Glad you’re into saving seeds @OlManHenry ! Seeds are life. My wife and I collect tons of native seeds all over our region. We grow them for restorations so having a local ecotype is what we’re looking for. We actually have a seed vault, and provide native seed to
https://www.thebuffaloseedcompany.com/

Like mentioned previously, native means “to your region”, and cultivars, or nativars I’ve heard them called should generally be avoided too. They will throw off pollinators. There’s many obligate pollinators that need our help, not just the generalists that will go for the selected for, “red” yarrow. You can find info on plants and if they are native to your area, naturalized (not native, but has been there long enough it’s not an issue), or invasive, at the USDA plant site. They recently added county specific search, rather than just state wide. USDA Plants Database

Collecting natives is fun, and it happens all year long.
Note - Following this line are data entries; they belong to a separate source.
PR #1592, opened 2018-02-19
Fix group description update during site security provisioning

jensotto:
| Q               | A
| --------------- | ---
| Bug fix?        | yes
| New feature?    | no
| New sample?      | no
| Related issues?  | 

Fix incorrect update of site group description during provisioning.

Some of the first seeds we collect each year are from the pussytoes ← hilarious common name.
But an amazing plant that is an obligate host for the painted lady butterfly. I guess once you learn to love seeds, and you find out all the connections they have in the circle of life, it just makes it that much more magical that we can exist in this time of such great diversity. It’s dwindling more and more as we lose whole sections of land to invasives caused by absentee, and uninformed landowners, not to mention developments. We need to protect wild spaces, and collecting/saving/sharing native seeds can help.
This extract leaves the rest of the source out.